Work to complete:
Below are the records; tally the lines in them that include the word "elif" and reply with the number alone.

Given entries:

PR #181, opened 2020-12-15
currencyrate: new plugin.

rustyrussell:
I'm enabling offers in alternate currencies using this API, so here's an implementation.

### DIFF
--- a/currencyrate/currencyrate.py
+++ b/currencyrate/currencyrate.py
@@ -3,9 +3,10 @@ from pyln.client import Plugin
 from collections import namedtuple
 from pyln.client import Millisatoshi
 from cachetools import cached, TTLCache
+from requests.adapters import HTTPAdapter
+from requests.packages.urllib3.util.retry import Retry
 import requests
 import statistics
-import time
 
 plugin = Plugin()
 
@@ -41,24 +42,40 @@ sources = [
 ]
 
 
-def get_currencyrate(plugin, currency, req_template, response_members):
+# Stolen from https://www.peterbe.com/plog/best-practice-with-retries-with-requests
+def requests_retry_session(
+    retries=3,
+    backoff_factor=0.3,
+    status_forcelist=(500, 502, 504),
+    session=None,
+):
+    session = session or requests.Session()
+    retry = Retry(
+        total=retries,
+        read=retries,
+        connect=retries,
+        backoff_factor=backoff_factor,
+        status_forcelist=status_forcelist,
+    )
+    adapter = HTTPAdapter(max_retries=retry)
+    session.mount('http://', adapter)
+    session.mount('https://', adapter)
+    return session
+
+
+def get_currencyrate(plugin, currency, urlformat, replymembers):
     # NOTE: Bitstamp has a DNS/Proxy issues that can return 404
     # Workaround: retry up to 5 times with a delay
     currency_lc = currency.lower()
-    url = req_template.format(currency_lc=currency_lc, currency=currency)
-    for _ in range(5):
-        r = requests.get(url, proxies=plugin.proxies)
-        if r.status_code != 200:
-            time.sleep(1)
-            continue
-        break
+    url = urlformat.format(currency_lc=currency_lc, currency=currency)
+    r = requests_retry_session(retries=5, status_forcelist=(404)).get(url, proxies=plugin.proxies)
 
     if r.status_code != 200:
         plugin.log(level='info', message='{}: bad response {}'.format(url, r.status_code))
         return None
 
     json = r.json()
-    for m in response_members:
+    for m in replymembers:
         expanded = m.format(currency_lc=currency_lc, currency=currency)
         if expanded not in json:
             plugin.log(level='debug', message='{}: {} not in {}'.format(url, expanded, json))
@@ -85,7 +102,7 @@ def set_proxies(plugin):
         plugin.proxies = None
 
 
-# Don't grab these more than once per hour.                        
+# Don't grab these more than once per hour.
 @cached(cache=TTLCache(maxsize=1024, ttl=3600))
 def get_rates(plugin, currency):
     rates = {}
@@ -97,8 +114,8 @@ def get_rates(plugin, currency):
     return rates
 
 
-@plugin.method("currencyrate")
-def currencyrate(plugin, currency):
+@plugin.method("currencyrates")
+def currencyrates(plugin, currency):
     """Gets currency from given APIs."""
 
     return get_rates(plugin, currency.upper())
--- a/currencyrate/currencyrate.py
+++ b/currencyrate/currencyrate.py
@@ -104,16 +104,30 @@ def init(options, configuration, plugin):
     set_proxies(plugin)
 
     if options['add-source'] != '':
-        parts = options['add-source'].split(',')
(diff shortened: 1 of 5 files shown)


currencyrate/currencyrate.py
```diff
@@ -0,0 +1,119 @@
...
+    # NOTE: Bitstamp has a DNS/Proxy issues that can return 404
+    # Workaround: retry up to 5 times with a delay
+    currency_lc = currency.lower()
+    url = req_template.format(currency_lc=currency_lc, currency=currency)
+    for _ in range(5):
+        r = requests.get(url, proxies=plugin.proxies)
+        if r.status_code != 200:
+            time.sleep(1)
+            continue
+        break
```
cdecker, line 54: This can be done cleaner with `urllib3.util.Retry`:

```python
    retry = Retry(
        total=retries,
        read=retries,
        connect=retries,
        backoff_factor=backoff_factor,
        status_forcelist=status_forcelist,
    )
    adapter = HTTPAdapter(max_retries=retry)
    session.mount('http://', adapter)
    session.mount('https://', adapter)
```

Taken from https://www.peterbe.com/plog/best-practice-with-retries-with-requests

currencyrate/currencyrate.py
```diff
@@ -0,0 +1,119 @@
...
+           'https://www.bitstamp.net/api/v2/ticker/btc{currency_lc}/',
+           ['last']),
+    # e.g. {"bitcoin":{"usd":17885.84}}
+    Source('coingecko',
+           'https://api.coingecko.com/api/v3/simple/price?ids=bitcoin&vs_currencies={currency_lc}',
+           ['bitcoin', '{currency_lc}']),
+]
+
+
+def get_currencyrate(plugin, currency, req_template, response_members):
```
cdecker, line 44: `response_members` is an alias of `replymembers` in the `Source` class. Could be unified.

currencyrate/currencyrate.py
```diff
@@ -0,0 +1,119 @@
...
+    json = r.json()
+    for m in response_members:
+        expanded = m.format(currency_lc=currency_lc, currency=currency)
+        if expanded not in json:
+            plugin.log(level='debug', message='{}: {} not in {}'.format(url, expanded, json))
+            return None
+        json = json[expanded]
+
+    try:
+        return Millisatoshi(int(10**11 / float(json)))
```
cdecker, line 69: Technically this is not `Millisatoshi` it's `Millisatoshi / currency` which we don't have a type for. We could keep it unitless or introduce a `Rate` class.

currencyrate/requirements.txt
```diff
@@ -0,0 +1,5 @@
+pyln-client>=0.7.3
+requests>=2.10.0
+requests[socks]>=2.10.0
+packaging>=14.1
```
cdecker, line 4: Is `packaging` required?

currencyrate/currencyrate.py
m-schmoock: hm thx :D ... we should go for this in the `summary` plugin price thread as well...

currencyrate/currencyrate.py
```diff
@@ -0,0 +1,148 @@
...
+    for s in sources:
+        r = get_currencyrate(plugin, currency, s.urlformat, s.replymembers)
+        if r is not None:
+            rates[s.name] = r
+
+    return rates
+
+
+@plugin.method("currencyrate")
+def currencyrate(plugin, currency):
```
m-schmoock, line 101: This method's name should be plural `currencyrates` as it returns a set of rates.

currencyrate/currencyrate.py
```diff
@@ -0,0 +1,148 @@
...
+@cached(cache=TTLCache(maxsize=1024, ttl=3600))
+def get_rates(plugin, currency):
+    rates = {}
+    for s in sources:
+        r = get_currencyrate(plugin, currency, s.urlformat, s.replymembers)
+        if r is not None:
+            rates[s.name] = r
+
+    return rates
+
```
m-schmoock, line 98: We could have a manual cache update method/trigger incase someone wants/needs to have fresh rates urgently.

```suggestion
@plugin.method("currencyupdate")
def currencyupdate(plugin)
    ...
```

currencyrate/currencyrate.py
```diff
@@ -0,0 +1,148 @@
...
+
+@plugin.method("currencyconvert")
+def currencyconvert(plugin, amount, currency):
+    """Converts currency using given APIs."""
+    rates = get_rates(plugin, currency.upper())
+    if len(rates) == 0:
+        raise Exception("No values available for currency {}".format(currency.upper()))
+    val = statistics.median([m.millisatoshis for m in rates.values()]) * float(amount)
+    return {"msat": Millisatoshi(round(val))}
```
m-schmoock, line 114: Do we want to notify or warn about if `len(rates)` is less than certain thresholds?
 - `< len(sources)` # less than defined sources
 - `< 3`  # a too small number
 - ... ?

m-schmoock (commented):
Concept Ack

currencyrate/currencyrate.py
m-schmoock: Or maybe have an optional parameter on `currencyconvert` and `currencyrates` that forces a (blocking) cache update.

m-schmoock: Or maybe have an optional parameter on `currencyrates` and `currencyconvert` that sets the caches to e.g. `ttl=300` temporarily just for that call... if something like that is possible.

m-schmoock:
I can imagine we want multi currency support, or at least a currency selection via config.
But we can do that in a follow up...

currencyrate/currencyrate.py
rustyrussell: Will rename to match the Source members, to make it clearer.

currencyrate/currencyrate.py
rustyrussell: No, it's the number of millisatoshi equivalent to 1 currency unit?

currencyrate/requirements.txt
rustyrussell: copy pasta...

currencyrate/currencyrate.py
rustyrussell: <shrug> Probably, but can we add it later when we figure it out?

currencyrate/currencyrate.py
rustyrussell: > I can imagine we want multi currency support, or at least a currency selection via config.
> But we can do that in a follow up...

And we want to allow specification of filters which only apply to certain currencies, as well, rather than this generic format.

currencyrate/currencyrate.py
rustyrussell: I'd rather have some warning when it's markedly different from previous values, TBH (implying some persistence).  Though with Bitcoin's price, it's hard to know what is a bug, and what is a feature!

currencyrate/currencyrate.py
cdecker: Hehe, that's just rephrasing it, I could just as well say it's number of millisatoshi units / currency, which would come out as the inverse of the currency. Currencies aren't unitless amounts.

Anyway, splitting hairs here, we can move on to more important things :-)

PR #184, opened 2020-12-17
backup: Increase version_count after each version

### LINKED ISSUE #183: backup: version_count is never increased
The header of the FileBackend backup file contains a `version_count` metadata field but this is never increased from `0` (It's also never used, so this issue doesn't affect anything in practice).
I suppose it is meant to be increased in `add_change`?

laanwj:
Fix #183. At least I think this was the intent.


cdecker:
Excellent catch, I had totally forgotten about that field. You're correct that it was meant to be incremented on each added change, so we can display the progress when restoring.

ACK https://github.com/lightningd/plugins/pull/184/commits/808e984983292f4843a50f84dd7a38e6d52cb90f

PR #189, opened 2021-01-02
backup: Implement network backup

laanwj:
This PR implements incremental backup over a TCP stream. This adds a `socket:127.0.0.1:1234` backup URI scheme, as well as the `backup-cli server` command.

To make it possible to initialize an empty backend, the lightning directory argument to `backup-cli init` is now optional.  E.g.

```bash
./backup-cli init ~/.lightning/bitcoin file:///mnt/external/location/file.bkp
```
becomes
```bash
./backup-cli init --lightning-dir ~/.lightning/bitcoin file:///mnt/external/location/file.bkp
```

It also does some preparational refactoring, primarily splitting up the monolithic `backup.py` into a file per class—this makes that `bitcoin-cli` no longer needs to depend on `pyln`.

See [remote.md](https://github.com/laanwj/plugins/blob/2021_01_streambackup/backup/remote.md) for design goals, detailed documentation, and description of the network protocol.

I've tested basic functionality like:

- Using the backup plugin with c-lightning, over a ssh tunnel
- Restoring a backup (over the network) and checking it against the original by comparing the `sqlite3 -readonly /tmp/test.sqlite .dump`
- Breaking the connection in various ways to see if `lightningd` shuts down immediately without doing further updates. In the future "wait-and-reconnect" would be a better approach, but this is robust at least.

And have been dogfeeding this myself on one of my nodes.


laanwj:
I'll have a look at why the CI tests are failing.

laanwj:
Backup also survived a crash in `connectd` (possibly ElementsProject/lightning#4222) taking down the process suddenly. Could restart `lightningd` and it carried on where it left off.
```
2021-01-09T23:46:06.458Z DEBUG   hsmd: Client: Received message 1 from client                                                                                                                                                       
2021-01-09T23:46:06.498Z DEBUG   …-connectd: Connect IN                                                                                                            
2021-01-09T23:46:06.498Z DEBUG   …connectd: peer_out WIRE_INIT                                                                                                    
lightningd: connectd failed (signal 6), exiting.                                                                           
```

cdecker:
Thanks @laanwj, sorry for the flaky tests, I'm working on remediating these asap.

Is this ready for merge? I'm more than happy with its current state :+1:

laanwj:
> Is this ready for merge? I'm more than happy with its current state and eager to get it into the hands of more users +1

I'm using it, it works for me. Agree that merging it will likely help getting more testing, and means that other work can be done on top. So if you're happy with the code change otherwise, let's do that 😄

laanwj:
Did a small update here: I removed the partially implemented `backup-cli dump <uri>` command. I think this command is useful (to see what records are in a backup, and for troubleshooting/testing). However it needs some more thinking with regard to presentation. It's also out of scope here.

laanwj:
Rebased, also added support for using the COMPACT command through the socket backend:
```
Received COMPACT       
Starting compaction: stats={'before': {'backupsize': 487140440, 'version_count': 49345}}
Adding intial snapshot with 181899264 bytes for version 1264659
Compacted 49343 changes, saving 305240217 bytes, swapping backups
```
```
user@medea:~ % lcli backup-compact
{
   "before": {
      "backupsize": 487140440,
      "version_count": 49345
   },
   "after": {
      "version_count": 2,
      "backupsize": 181900223
   }
}
```

laanwj:
Did something change in plugin handling?

After upgrading my c-lightning from  ElementsProject/lightning@990623676938adeff66488b43fbd03c1888624ad to ElementsProject/lightning@015ac37d924e31bb87b8597da9f863e82270657b., this seems to hang the daemon at startup.

cdecker:
> After upgrading my c-lightning from [ElementsProject/lightning@9906236](https://github.com/ElementsProject/lightning/commit/990623676938adeff66488b43fbd03c1888624ad) to [ElementsProject/lightning@015ac37](https://github.com/ElementsProject/lightning/commit/015ac37d924e31bb87b8597da9f863e82270657b)., this (passing `--important-plugin $HOME/src/plugins/backup/backup.py `, with socket backend) seems to hang the daemon at startup (and not at some obvious point where it's immediately clear to me what happens, it submits some changes but just never starts accepting commands on RPC).

I'm not aware of any changes in the plugin or RPC interface that might have caused this. Need to look into it myself.

backup/backup-cli
```diff
@@ -1,54 +1,61 @@
...
+handler = logging.StreamHandler(sys.stdout)
+handler.setLevel(logging.DEBUG)
+formatter = logging.Formatter('%(message)s')
+handler.setFormatter(formatter)
+root.addHandler(handler)
 
 @click.command()
-@click.argument("lightning-dir", type=click.Path(exists=True))
 @click.argument("backend-url")
+@click.option('--lightning-dir', type=click.Path(exists=True), default=None, help='Use an existing lightning directory (default: initialize an empty backup).')
```
cdecker, line 24: Making this an option, but then requiring it to be set seems like a bad idea. We could make it default to the default lightning-dir, in which case we could really make this an option.

backup/protocol.py
```diff
@@ -0,0 +1,70 @@
+'''
+Socket-based remote backup protocol. This is used to create a connection to a backup backend, and send5 it incremental database updates.
```
cdecker, line 2: `send5` -> `send`

backup/protocol.py
```diff
@@ -0,0 +1,70 @@
...
+def recv_packet(sock: socket.socket) -> Tuple[int, bytes]:
+    (typ, length) = struct.unpack('!BI', recvall(sock, 5))
+    payload = recvall(sock, length)
+    return (typ, payload)
+
+def change_from_packet(typ, payload):
+    '''Convert a network packet to a Change object.'''
+    if typ == PacketType.CHANGE:
+        (version, ) = struct.unpack('!I', payload[0:4])
+        payload = zlib.decompress(payload[4:])
```
cdecker, line 51: Are all changes zlib compressed? I was considering adding compression as well, and it might make sense to push that down to the file-backend as well, i.e., have a common type structure that allows for compression to be orthogonal to the message type.

Something like using the top nibble to describe the encoding and compression, while using the bottom nibble to be the type Snapshot or Change.

wdyt?

cdecker: I assume that the protocol is fully trusted at this point, so decompression bombs are out of scope :-)

backup/server.py
```diff
@@ -0,0 +1,87 @@
...
+                stats = self.backend.compact()
+                self._send_packet(PacketType.COMPACT_RES, json.dumps(stats).encode())
+            elif typ == PacketType.ACK:
+                logging.info('Received ACK')
+            elif typ == PacketType.NACK:
+                logging.info('Received NACK')
+            elif typ == PacketType.METADATA:
+                logging.info('Received METADATA')
+            elif typ == PacketType.COMPACT_RES:
+                logging.info('Received COMPACT_RES')
```
cdecker, line 72: Aren't these types unexpected to the server as well?

cdecker (commented):
Aside from the non-optional option this looks very good indeed :+1:

backup/protocol.py
laanwj: Yes, all changes and snapshots are compressed. And yes, the protocol is trusted, both from the client and server side, I don't think you can do much else in a backup protocol.
(Authentication is explicitly out of scope)

backup/server.py
laanwj: Yes, true.

backup/backup-cli
laanwj: No, it's not required. The whole idea is that you can leave out the option to make an empty backup (without an initial snapshot). This is useful for initializing the file backend on the server side.

cdecker: Ah I see now. That's clever indeed :+1: I must've missed that. So the first change that the backup plugin must stream is a snapshot then, correct? Is that signalled implicitly via the data version being 0 or do we have to remember this?

backup/protocol.py
cdecker: Sounds good to me :+1: Let's bikeshed in a new issue/PR, and get this merged asap :-)

backup/backup-cli
laanwj: It doesn't make an automatic snapshot. I suppose this could be done, but it's not :slightly_smiling_face:  It's a manual step right now as documented here, while initializing the `socket:` backend: https://github.com/lightningd/plugins/blob/7c8e6dcf0dde42a836dd49dd4f49d4c9b1d9e416/backup/remote.md#usage

cdecker: Ah I see, so this effectively breaks if we chose the `file://` backend, create an empty backup, and the plugin will kill `lightningd` at startup. Not really ergonomic, but I think we can solve it by special-casing `data_version = 0` and taking a snapshot followed by any eventual incremental change we might have.

laanwj: I'm not sure it's that bad. I mean, to get a `backup.lock` installed in the lightning directory you'd normally want to initialize your `socket:` backend (on the client side)? It's no different from initializing a `file://` backend for use with lightingd.

laanwj:
Pushed new version (only change is the typo fix).

backup/server.py
laanwj: Also, the client is [allowed to ACK](https://github.com/lightningd/plugins/blob/62745573b21a2cb165895f507a7236397afd9dff/backup/remote.md#restore) changes from the server when retrieving the backup. It currently doesn't.

I guess a NACK would be fatal though. It should be handled in some way that is not "unexpected message".

I would prefer to leave mailing this down for later.

laanwj:
Anything left to do? I explained the perceived "non-optional option" here: https://github.com/lightningd/plugins/pull/189#discussion_r565366508 .

cdecker:
Rebased on top of the deadlock fix, if it passes CI I'm more than happy to merge :+1:

laanwj:
Thanks!
It seems to pass now :smile:

cdecker:
ACK https://github.com/lightningd/plugins/pull/189/commits/a490c4a2adda6537164ec6ceb9d7794469a7c62a

PR #193, opened 2021-01-04
paytest: A plugin to test multi-part payments and optimize the `pay` plugin

cdecker:
With the introduction of the `pay` plugin, its modifiers, and
especially the MPP support, we have introduced quite a few new
parameters that need optimization. Since these optimizations depend on
the topology of the network and the behavior of the nodes in the
network, we should be testing on the real network. However, to do so
safely, and without putting the tester's funds at risk requires us to
get a bit tricky.

`paytest` is a plugin that is to be deployed both on the sender and
the recipient of the route to be tested. It'll pretend to accumulate
parts of a payment, and time them out correctly on the recipient side,
while it ensures that the sender's funds are safe, by paying an
invoice that the recipient cannot really settle.

### DIFF
--- a/paytest/README.org
+++ b/paytest/README.org
@@ -1,0 +1,60 @@
+#+TITLE: Paytest Plugin
+
+A plugin to benchmark the performance of the ~pay~ plugin. It can
+generate mock invoices for remote nodes, and it can hold on to
+incoming test multi-part payments as if they were real payments.
+
+🚧 This plugin is intended for LN developers. Use it at your own risk 👷
+
+The plugin consists of three parts:
+
+ - ~testinvoice~: An RPC method to generate a fake invoice which
+   forces any payer to go through a specific node as penultimate hop
+   in the route. That node can then decode the onion and pretend it is
+   the real destination. The invoice is valid, however the
+   ~payment_hash~ has no known preimage and can therefore not be
+   settled.
+
+ - An ~htlc_accepted~ hook that intercepts any HTLC resulting from a
+   remote ~testpay~ call, decodes the payload and pretends to be the
+   recipient, exercising the MPP aggregation logic.
+
+ - ~testpay~: A wrapper RPC method that takes generates a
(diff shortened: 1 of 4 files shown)


darosior:
CI failure is
```
Traceback (most recent call last):
  File "/home/runner/work/plugins/plugins/paytest/paytest.py", line 15, in <module>
    from pyln.proto.onion import RoutingOnion, chacha20_stream, ecdh
ImportError: cannot import name 'RoutingOnion'
Traceback (most recent call last):
  File "/home/runner/work/plugins/plugins/paytest/paytest.py", line 15, in <module>
    from pyln.proto.onion import RoutingOnion, chacha20_stream, ecdh
ImportError: cannot import name 'RoutingOnion'
```

cdecker:
> CI failure is
> 
> ```
> Traceback (most recent call last):
>   File "/home/runner/work/plugins/plugins/paytest/paytest.py", line 15, in <module>
>     from pyln.proto.onion import RoutingOnion, chacha20_stream, ecdh
> ImportError: cannot import name 'RoutingOnion'
> Traceback (most recent call last):
>   File "/home/runner/work/plugins/plugins/paytest/paytest.py", line 15, in <module>
>     from pyln.proto.onion import RoutingOnion, chacha20_stream, ecdh
> ImportError: cannot import name 'RoutingOnion'
> ```

Yes, looks like I'm not using pyln 0.9.2 which includes that, need to dig a bit deeper.

jsarenik:
Just noting here these INFO messages about missing docstring:

```
@40000000603506c6215687d8 2021-02-23T13:44:28.559Z DEBUG   plugin-manager: start
ed(1147891) /home/usher/.lightning/plugins/paytest.py
@40000000603506c63871ef98 2021-02-23T13:44:28.946Z INFO    plugin-paytest.py: RP
C method 'testinvoice' does not have a docstring.
@40000000603506c638747fd8 2021-02-23T13:44:28.947Z INFO    plugin-paytest.py: RPC method 'paytest' does not have a docstring.
```

PR #195, opened 2021-01-07
feeadjuster: forward event switch

gallizoltan:
possibility to turn off the forward event with config or plugin method

### DIFF
--- a/feeadjuster/feeadjuster.py
+++ b/feeadjuster/feeadjuster.py
@@ -161,6 +161,8 @@ def maybe_add_new_balances(plugin: Plugin, scids: list):
 
 @plugin.subscribe("forward_event")
 def forward_event(plugin: Plugin, forward_event: dict, **kwargs):
+    if not plugin.forward_event_subscription:
+        return
     plugin.mutex.acquire(blocking=True)
     if forward_event["status"] == "settled":
         in_scid = forward_event["in_channel"]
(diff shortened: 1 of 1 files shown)


feeadjuster/feeadjuster.py
```diff
@@ -204,10 +206,27 @@ def feeadjust(plugin: Plugin):
     return msg
 
 
+@plugin.method("feeadjuster_forward_event_switch")
```
m-schmoock, line 209: I would call the RPC method simply `feeadjuster_toggle` and make the method in a way that when `None` is given it toggles the current state.

m-schmoock (commented):
lgtm other than naming letting the function toggle if no arg is given.

@darosior what do you think?

feeadjuster/feeadjuster.py
```diff
@@ -204,10 +206,27 @@ def feeadjust(plugin: Plugin):
...
+def feeadjuster_forward_event_switch(plugin: Plugin, new_value: bool = None):
+    """Activates/Deactivates forward event subscription.
```
darosior, line 211: Technically this does not deactivate the subscription, but the fee updates

feeadjuster/feeadjuster.py
```diff
@@ -243,6 +262,12 @@ def init(options: dict, configuration: dict, plugin: Plugin, **kwargs):
     "Deactivate update threshold randomization and hysterisis.",
     "flag"
 )
+plugin.add_option(
+    "feeadjuster-deactivate-event-subscription",
+    False,
+    "Deactivate forward_event subscription.",
```
darosior, line 268: What about

> Deactivate new fee updates

This seems more user-friendly to describe the behaviour rather than the technical solution

darosior (commented):
It's trivial so concept ACK, just not sure about the naming

May i ask what was your specific usecase for this ? As it's a notification i believe we could just `plugin stop` the plugin.

m-schmoock:
> As it's a notification i believe we could just `plugin stop` the plugin.

You cant use the `feeadjust` manual trigger RPC method after stopping the plugin.

gallizoltan:
> May i ask what was your specific usecase for this ?

I'd like to turn off the fee updates. At least while I'm running a `rebalanceall`. Or maybe permanently, because after a forward event occurs at my node, I'm going to run a rebalance. And after the rebalance, I call the `feeadjust` method anyway.

darosior (approved):
ACK d982f158c8a9bc23688bd849ad632285b2252af7 -- would be neat if you squashed your fixup commit :)

m-schmoock:
tACK 0d183e8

Response to the task:
4